Stored data entries:
▬▬▬▬▬▬

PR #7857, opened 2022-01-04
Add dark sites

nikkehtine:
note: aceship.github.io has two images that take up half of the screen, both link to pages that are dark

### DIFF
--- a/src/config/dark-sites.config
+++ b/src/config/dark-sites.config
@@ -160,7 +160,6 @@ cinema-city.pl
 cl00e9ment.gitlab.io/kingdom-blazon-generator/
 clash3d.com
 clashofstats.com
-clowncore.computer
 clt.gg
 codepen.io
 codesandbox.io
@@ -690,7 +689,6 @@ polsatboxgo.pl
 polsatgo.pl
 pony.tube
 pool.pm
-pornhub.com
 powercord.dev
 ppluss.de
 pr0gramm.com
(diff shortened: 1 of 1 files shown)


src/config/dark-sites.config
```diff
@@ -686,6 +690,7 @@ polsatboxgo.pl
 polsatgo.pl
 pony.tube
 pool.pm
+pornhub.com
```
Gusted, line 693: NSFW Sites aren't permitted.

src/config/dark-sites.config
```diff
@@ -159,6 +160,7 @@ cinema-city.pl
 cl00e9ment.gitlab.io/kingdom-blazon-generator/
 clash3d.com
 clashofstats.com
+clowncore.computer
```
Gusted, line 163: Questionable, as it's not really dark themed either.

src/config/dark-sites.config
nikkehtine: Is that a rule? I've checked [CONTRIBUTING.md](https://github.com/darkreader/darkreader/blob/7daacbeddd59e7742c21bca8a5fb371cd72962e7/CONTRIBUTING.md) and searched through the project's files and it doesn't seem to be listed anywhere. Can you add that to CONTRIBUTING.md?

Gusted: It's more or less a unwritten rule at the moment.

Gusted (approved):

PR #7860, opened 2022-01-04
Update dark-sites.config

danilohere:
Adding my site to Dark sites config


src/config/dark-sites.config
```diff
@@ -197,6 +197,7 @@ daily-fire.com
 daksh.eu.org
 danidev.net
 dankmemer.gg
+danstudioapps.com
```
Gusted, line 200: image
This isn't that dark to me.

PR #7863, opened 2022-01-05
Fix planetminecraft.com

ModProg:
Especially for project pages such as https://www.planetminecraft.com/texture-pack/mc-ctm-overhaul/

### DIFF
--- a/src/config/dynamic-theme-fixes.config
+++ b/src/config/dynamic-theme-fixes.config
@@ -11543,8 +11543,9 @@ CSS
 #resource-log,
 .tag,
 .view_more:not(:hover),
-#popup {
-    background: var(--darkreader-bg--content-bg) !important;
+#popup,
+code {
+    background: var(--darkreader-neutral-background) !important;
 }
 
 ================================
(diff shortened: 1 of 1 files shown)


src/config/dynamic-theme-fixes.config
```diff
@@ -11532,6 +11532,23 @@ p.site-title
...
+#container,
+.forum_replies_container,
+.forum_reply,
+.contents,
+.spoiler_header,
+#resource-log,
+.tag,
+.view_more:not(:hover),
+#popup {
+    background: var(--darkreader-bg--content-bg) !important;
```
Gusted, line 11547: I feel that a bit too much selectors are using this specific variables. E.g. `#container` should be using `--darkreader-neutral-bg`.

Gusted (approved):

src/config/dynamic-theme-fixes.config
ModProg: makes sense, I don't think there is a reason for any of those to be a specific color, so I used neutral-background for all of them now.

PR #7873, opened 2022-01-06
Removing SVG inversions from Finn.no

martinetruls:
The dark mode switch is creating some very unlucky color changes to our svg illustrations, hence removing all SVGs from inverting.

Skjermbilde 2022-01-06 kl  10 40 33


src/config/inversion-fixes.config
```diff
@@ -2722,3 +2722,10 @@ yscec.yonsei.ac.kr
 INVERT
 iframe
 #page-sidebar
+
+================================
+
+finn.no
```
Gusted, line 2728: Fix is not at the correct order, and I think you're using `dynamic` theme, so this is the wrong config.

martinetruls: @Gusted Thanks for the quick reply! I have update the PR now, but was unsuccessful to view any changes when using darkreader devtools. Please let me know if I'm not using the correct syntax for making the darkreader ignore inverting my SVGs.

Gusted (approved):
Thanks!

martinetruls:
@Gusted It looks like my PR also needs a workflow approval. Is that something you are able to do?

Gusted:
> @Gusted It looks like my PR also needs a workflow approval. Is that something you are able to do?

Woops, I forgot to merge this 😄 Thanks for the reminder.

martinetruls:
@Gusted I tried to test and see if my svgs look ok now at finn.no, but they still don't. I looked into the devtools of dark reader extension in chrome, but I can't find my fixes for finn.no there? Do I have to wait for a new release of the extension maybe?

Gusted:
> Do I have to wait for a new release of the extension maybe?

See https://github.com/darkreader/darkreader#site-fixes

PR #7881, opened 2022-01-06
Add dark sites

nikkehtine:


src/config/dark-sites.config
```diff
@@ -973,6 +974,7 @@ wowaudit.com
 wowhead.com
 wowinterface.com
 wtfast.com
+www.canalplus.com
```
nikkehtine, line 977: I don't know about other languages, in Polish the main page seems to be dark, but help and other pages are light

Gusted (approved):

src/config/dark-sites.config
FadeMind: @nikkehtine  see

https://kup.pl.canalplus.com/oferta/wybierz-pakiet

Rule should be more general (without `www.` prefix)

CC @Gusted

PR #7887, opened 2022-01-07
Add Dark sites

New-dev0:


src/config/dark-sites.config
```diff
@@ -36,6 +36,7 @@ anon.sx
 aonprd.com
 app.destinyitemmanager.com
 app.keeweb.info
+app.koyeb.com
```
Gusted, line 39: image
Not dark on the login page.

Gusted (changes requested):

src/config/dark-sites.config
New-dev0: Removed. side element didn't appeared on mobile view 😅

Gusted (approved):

▬▬▬▬▬▬

ABOUT THIS TASK: The answer must consist of each line from the data that includes the string "should".

ANSWER SPACE:
Gusted, line 11547: I feel that a bit too much selectors are using this specific variables. E.g. `#container` should be using `--darkreader-neutral-bg`.
Rule should be more general (without `www.` prefix)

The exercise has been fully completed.